Week 4 – Top City Earners

I thought the Top City Earners dataset from the L.A. Controller’s Office would be an interesting set to dive into. This dataset showcases the top salaries for Los Angeles city workers. These salaries are comprised of various factors such as base pay, overtime pay, other pay, and more.

The various data types are the occupations, and the amounts of money they are paid. These monetary values are also broken down into sections. These pieces of data comprise a record with occupation title and total pay. Wallack and Srinivasan describe ontologies as, “systems of categories and their interrelations by which groups order and manage information about the people, places, things, and events around them.” The ontology can be seen in the records for each occupation. The various categories data types add up to make total salaries. But when looking at each position, the data types combine in different ways. For instance, when looking at purely base pay, the Chief of Police and the General Manager & Chief Engineer of Water and Power earn the most. However, when factoring things such as bonus pay and overtime pay, the positions at the port earn the most. Another thing that is quite interesting is that firefighters seem to make the lowest base pay. Often, their overtime pay is double that of their base pay. Why is this the case?
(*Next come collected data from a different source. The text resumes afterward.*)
PR #393, opened 2015-07-07
Fix random test failures

boffbowsh:
Using `assert_selector` makes Capybara wait for the element to appear. This should fix the not-so-random test failures


jamiecobbett:
:clap:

screen-shot-2016-10-17-at-11-41-22-amSome people that may find this data useful are city officials who are in charge of the budget, and also taxpayers. City officials can see how much of the budget is going to what positions and how they affect the city as a whole. Taxpayers can see where some of their tax dollars are going, and how the city of LA is paying its workers. I would imagine people would wonder why some positions get so much bonus pay. The job descriptions and years of experience are missing from the data set. This would help to differentiate the positions and give context as to why they are being paid so much. This also helps in comparison. For instance, why does a port pilot make significantly more than firefighters or police officers?
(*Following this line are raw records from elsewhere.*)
PR #396, opened 2015-07-13
Support ordering browse_page tags when importing

rboulton:
Add a third column to the CSV being used to import mainstream browse
tags to indicate whether the tag should be applied as a "primary" tag
(ie, at the start of the list of browse pages, so used for breadcrumbs
on the page, or at the end of the list).

Complain if we get any value other than "TRUE", "FALSE" or unspecified
from this field, so we don't get confused when converting from the value
in the CSV to a boolean.

Needed for https://trello.com/c/QAEn1zX6/230-tag-mainstream-browse-pages-for-childcare

### DIFF
--- a/lib/edition_tagger.rb
+++ b/lib/edition_tagger.rb
@@ -7,7 +7,10 @@ class EditionTagger
 
   def run
     @edition_tag_associations.each do |association|
-      add_mainstream_browse_tag(association[:slug], association[:tag])
+      unless ["TRUE", "FALSE", nil].include? association[:primary]
+        raise "Invalid value for `primary`: #{association[:primary]}"
+      end
+      add_mainstream_browse_tag(association[:slug], association[:tag], association[:primary] == 'TRUE')
     end
     logger.info "Retagging complete"
   end
@@ -16,7 +19,7 @@ private
 
   attr_reader :logger
 
-  def add_mainstream_browse_tag(slug, tag)
+  def add_mainstream_browse_tag(slug, tag, primary)
     non_archived_editions = Edition.where(:slug => slug, :state.ne => 'archived')
 
     unless non_archived_editions.any?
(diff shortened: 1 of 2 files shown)


lib/edition_tagger.rb
```diff
@@ -33,25 +36,37 @@ def add_mainstream_browse_tag(slug, tag)
...
+    if primary
+      new_value.unshift(tag)
+    else
+      new_value << tag
+    end
+
+    if old_value == new_value
+      logger.info(
+        "Unchanged edition '#{edition.slug}' version #{edition.version_number}"
+      )
```
alext: Did you mean to return here to avoid an unnecessary save below?

lib/edition_tagger.rb
```diff
@@ -7,7 +7,10 @@ def initialize(edition_tag_associations, logger)
 
   def run
     @edition_tag_associations.each do |association|
-      add_mainstream_browse_tag(association[:slug], association[:tag])
+      unless ["TRUE", "FALSE", nil].include? association[:primary]
+        raise "Invalid value for `primary`: #{association[:primary]}"
```
KushalP: Why do you expect an invalid value here? Can you add a test to show this intent?

rboulton: I expect a risk of invalid values because this is expected to be fed by a spreadsheet created manually, and humans make typos.  A test is a good idea, though: added https://github.com/alphagov/publisher/commit/faaf043aa167e302de9982ec441a0863ab367cf6#diff-af472a3dbebbe1ff56ff17d442aeedeaR85

lib/edition_tagger.rb
rboulton: I was mainly concerned about making it obvious when the script hadn't changed anything, but that's a good idea too.  Now implemented - I've used an `else` clause instead of an early return, though: https://github.com/alphagov/publisher/commit/faaf043aa167e302de9982ec441a0863ab367cf6#diff-e1918ccfb7ea58c9de088874023288daR65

When approaching this data again, it would be interesting to divide the records by job types such as firefighters, police officers, and port pilots. It would be interesting to see the pay distribution in the individual categories.

Week 2 – Walt Disney Productions Publicity Ephemera, 1938-198x

I thought the finding aid, Walt Disney Productions Publicity Ephemera, 1938-198x, would be interesting to delve into. The finding aid initially lists background information such as the creator, dates, location, and extent of the collection. It also talks about how to access it. In this case, advance notice is required. The collection includes printed publicity materials for Walt Disney Productions films. Among these printed items are press kits, press books, publicity stills, and more. The collection hosts more than 150 titles and includes films such as The Jungle Book, Mary Poppins, Davy Crockett, and more. The aid also has a biography on the Walt Disney Company. The biography describes the beginnings of the company with Steamboat Willie all the way through the leadership changes, and what Disney has become today.
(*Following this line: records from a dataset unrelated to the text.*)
PR #397, opened 2015-07-15
Let publishers self serve cross-domain analytics tracking

fofr:
Add a "Department analytics profile" field to transaction editions so that publishers can self serve, and migrate existing cross domain analytics (from https://github.com/alphagov/frontend/blob/d940889b5bb779ca72266c03c7458bb296e010af/app/helpers/cross_domain_analytics_helper.rb).

> As a government editor, I need to be able to add cross-domain tracking to my service start page, so that I can measure the entire user journey for my service, and measure the success of any promotional efforts for my service.

screen shot 2015-07-15 at 12 12 20

https://trello.com/c/QyHwb1Zu/

Related: https://github.com/alphagov/govuk_content_models/pull/307

### DIFF
--- a/db/migrate/20150715113301_add_analytics_profiles.rb
+++ b/db/migrate/20150715113301_add_analytics_profiles.rb
@@ -1,0 +1,20 @@
+class AddAnalyticsProfiles < Mongoid::Migration
+  def self.up
+    profiles = {
+      'register-to-vote' => 'UA-23066786-5',
+      'accelerated-possession-eviction' => 'UA-37377084-12',
+      'renewtaxcredits' => 'UA-43414424-1',
+      'registered-traveller' => 'UA-47583357-4',
+    }
+
+    profiles.each do |slug, profile|
+      editions = TransactionEdition.where(slug: slug, :state.ne => 'archived')
+      editions.each do |edition|
+        edition.set(:department_analytics_profile, profile)
+      end
+    end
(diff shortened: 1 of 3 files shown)


boffbowsh:
LGTM but I don't know Publisher that well :+1:.

db/migrate/20150715113301_add_analytics_profiles.rb
```diff
@@ -0,0 +1,20 @@
...
+      'register-to-vote' => 'UA-23066786-5',
+      'accelerated-possession-eviction' => 'UA-37377084-12',
+      'renewtaxcredits' => 'UA-43414424-1',
+      'registered-traveller' => 'UA-47583357-4',
+    }
+
+    profiles.each do |slug, profile|
+      editions = TransactionEdition.where(slug: slug, :state.ne => 'archived')
+      editions.each do |edition|
+        edition.set(:department_analytics_profile, profile)
```
jamiecobbett: Any reason for set over [update_attribute](http://www.rubydoc.info/gems/mongoid/2.6.0/Mongoid/Persistence#update_attribute-instance_method)?

benilovj:
It feels like there ought to be an integration test for this.

fofr:
@benilovj I've added an integration test for Transaction Editions which was previously missing, and then a separate test for the analytics profile.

The contents of the boxes are listed in alphabetical order. While this is a good way of keeping information organized, I do not think narratives can be constructed when organized in this manner. I feel that sorting the works chronologically would provide a greater framework. Once the works are organized by date, they can be sorted through more filters. Some examples are when new technologies are implemented such as the use of color, sound, or computers. Some other questions could be posed. When did Disney transition from hand drawn animation? Were there stylistic and tone changes in content when Walt Disney died? Did the executive power struggle affect Disney’s creative process? Were Disney films affected by other factors such as trends in the movie industry? These questions may not necessarily all be able to be answered from the materials, but they will be a good starting point. Placing them into chronological order will let us see changes over time, and we can search deeper through other library and online resources.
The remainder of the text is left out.